PR #153, opened 2019-09-04
code-of-conduct.md: Add CoC

### LINKED ISSUE #144: Missing code of conduct file.

ashcrow:
Based off https://github.com/openshift/cluster-monitoring-operator/blob/master/code-of-conduct.md

Resolved #144 

/cc @lucab @smarterclayton

### DIFF
--- a/code-of-conduct.md
+++ b/code-of-conduct.md
@@ -1,0 +1,30 @@
+## cincinnati Community Code of Conduct
+
+### Contributor Code of Conduct
+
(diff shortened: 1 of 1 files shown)


lucab:
I think there is a need for a proper CoC covering OpenShift (+COS) projects.

Major problems with the one in this PR:
 * it is missing any contact points
 * it is missing a designed (and trained) responsible to mediate issues
 * it reads like a quick sed-replace of the original CoreOS one
 * there is no such a thing like "cincinnati events" and "cincinnati entity"

Instead, we'd like to have an umbrella CoC and just point to it, like https://github.com/prometheus/prometheus/blob/master/code-of-conduct.md.

PR #154, opened 2019-09-04
policy-engine: set custom buckets for v1_graph_serve_duration_seconds

vrutkovs:
Set custom buckets based on metrics from August

### DIFF
--- a/policy-engine/src/graph.rs
+++ b/policy-engine/src/graph.rs
@@ -7,9 +7,10 @@ use cincinnati::CONTENT_TYPE;
 use commons::{self, GraphError};
 use failure::Fallible;
 use futures::{future, Future};
-use prometheus::{Counter, Histogram, HistogramOpts, Registry};
+use prometheus::{histogram_opts, Counter, Histogram, Registry};
 use serde_json;
 use std::collections::HashMap;
+
 
 lazy_static! {
     static ref V1_GRAPH_INCOMING_REQS: Counter = Counter::new(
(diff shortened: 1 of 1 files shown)


policy-engine/src/graph.rs
```diff
@@ -7,20 +7,27 @@ use cincinnati::CONTENT_TYPE;
 use commons::{self, GraphError};
 use failure::Fallible;
 use futures::{future, Future};
-use prometheus::{Counter, Histogram, HistogramOpts, Registry};
+use prometheus::{Counter, Histogram, histogram_opts, Registry};
 use serde_json;
 use std::collections::HashMap;
 
+pub const GRAPH_SERVE_BUCKETS: &[f64; 11] = &[
```
steveej: A docstring with a rationale and a short explanation of the values would be nice.

steveej (changes requested):

policy-engine/src/graph.rs
vrutkovs: Done, PTAL

steveej: Thanks! I was hoping for a description on the values, but I realize that I simply have to read the prometheus docs for their meaning.

policy-engine/src/graph.rs
```diff
@@ -7,19 +7,25 @@ use cincinnati::CONTENT_TYPE;
...
         "v1_graph_incoming_requests_total",
         "Total number of incoming HTTP client request to /v1/graph"
     )
     .unwrap();
-    static ref V1_GRAPH_SERVE_HIST: Histogram = Histogram::with_opts(HistogramOpts::new(
+    static ref V1_GRAPH_SERVE_HIST: Histogram = Histogram::with_opts(histogram_opts!(
         "v1_graph_serve_duration_seconds",
-        "HTTP graph serving latency in seconds"
+        "HTTP graph serving latency in seconds",
+        GRAPH_SERVE_BUCKETS.to_vec()
```
steveej: If this is the only place where `GRAPH_SERVE_BUCKETS` is consumed I'd inline the value.

steveej (approved):
In addition to the nitpick in the comments, there's also the commit message which should say `policy-engine: ...`. The term _graph_engine_ isn't used anywhere AFAIK.

steveej (changes requested):
Accidentally approved. Please see the comments from the previous review

policy-engine/src/graph.rs
vrutkovs: Done, it makes comment a bit ugly though

vrutkovs:
```
+ rmdir /srv/volume/jenkins/workspace/openshift-cincinnati-gh-pr-check@2/dist/..//release-20190913.113637
rmdir: failed to remove '/srv/volume/jenkins/workspace/openshift-cincinnati-gh-pr-check@2/dist/..//release-20190913.113637': No such file or directory
Build step 'Execute shell' marked build as failure
```
/retest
====
DIRECTIONS:
Reproduce the entries in full, exactly as written.

ANSWER TO THE PROBLEM:
PR #153, opened 2019-09-04
code-of-conduct.md: Add CoC

### LINKED ISSUE #144: Missing code of conduct file.

ashcrow:
Based off https://github.com/openshift/cluster-monitoring-operator/blob/master/code-of-conduct.md

Resolved #144 

/cc @lucab @smarterclayton

### DIFF
--- a/code-of-conduct.md
+++ b/code-of-conduct.md
@@ -1,0 +1,30 @@
+## cincinnati Community Code of Conduct
+
+### Contributor Code of Conduct
+
(diff shortened: 1 of 1 files shown)


lucab:
I think there is a need for a proper CoC covering OpenShift (+COS) projects.

Major problems with the one in this PR:
 * it is missing any contact points
 * it is missing a designed (and trained) responsible to mediate issues
 * it reads like a quick sed-replace of the original CoreOS one
 * there is no such a thing like "cincinnati events" and "cincinnati entity"

Instead, we'd like to have an umbrella CoC and just point to it, like https://github.com/prometheus/prometheus/blob/master/code-of-conduct.md.

PR #154, opened 2019-09-04
policy-engine: set custom buckets for v1_graph_serve_duration_seconds

vrutkovs:
Set custom buckets based on metrics from August

### DIFF
--- a/policy-engine/src/graph.rs
+++ b/policy-engine/src/graph.rs
@@ -7,9 +7,10 @@ use cincinnati::CONTENT_TYPE;
 use commons::{self, GraphError};
 use failure::Fallible;
 use futures::{future, Future};
-use prometheus::{Counter, Histogram, HistogramOpts, Registry};
+use prometheus::{histogram_opts, Counter, Histogram, Registry};
 use serde_json;
 use std::collections::HashMap;
+
 
 lazy_static! {
     static ref V1_GRAPH_INCOMING_REQS: Counter = Counter::new(
(diff shortened: 1 of 1 files shown)


policy-engine/src/graph.rs
```diff
@@ -7,20 +7,27 @@ use cincinnati::CONTENT_TYPE;
 use commons::{self, GraphError};
 use failure::Fallible;
 use futures::{future, Future};
-use prometheus::{Counter, Histogram, HistogramOpts, Registry};
+use prometheus::{Counter, Histogram, histogram_opts, Registry};
 use serde_json;
 use std::collections::HashMap;
 
+pub const GRAPH_SERVE_BUCKETS: &[f64; 11] = &[
```
steveej: A docstring with a rationale and a short explanation of the values would be nice.

steveej (changes requested):

policy-engine/src/graph.rs
vrutkovs: Done, PTAL

steveej: Thanks! I was hoping for a description on the values, but I realize that I simply have to read the prometheus docs for their meaning.

policy-engine/src/graph.rs
```diff
@@ -7,19 +7,25 @@ use cincinnati::CONTENT_TYPE;
...
         "v1_graph_incoming_requests_total",
         "Total number of incoming HTTP client request to /v1/graph"
     )
     .unwrap();
-    static ref V1_GRAPH_SERVE_HIST: Histogram = Histogram::with_opts(HistogramOpts::new(
+    static ref V1_GRAPH_SERVE_HIST: Histogram = Histogram::with_opts(histogram_opts!(
         "v1_graph_serve_duration_seconds",
-        "HTTP graph serving latency in seconds"
+        "HTTP graph serving latency in seconds",
+        GRAPH_SERVE_BUCKETS.to_vec()
```
steveej: If this is the only place where `GRAPH_SERVE_BUCKETS` is consumed I'd inline the value.

steveej (approved):
In addition to the nitpick in the comments, there's also the commit message which should say `policy-engine: ...`. The term _graph_engine_ isn't used anywhere AFAIK.

steveej (changes requested):
Accidentally approved. Please see the comments from the previous review

policy-engine/src/graph.rs
vrutkovs: Done, it makes comment a bit ugly though

vrutkovs:
```
+ rmdir /srv/volume/jenkins/workspace/openshift-cincinnati-gh-pr-check@2/dist/..//release-20190913.113637
rmdir: failed to remove '/srv/volume/jenkins/workspace/openshift-cincinnati-gh-pr-check@2/dist/..//release-20190913.113637': No such file or directory
Build step 'Execute shell' marked build as failure
```
/retest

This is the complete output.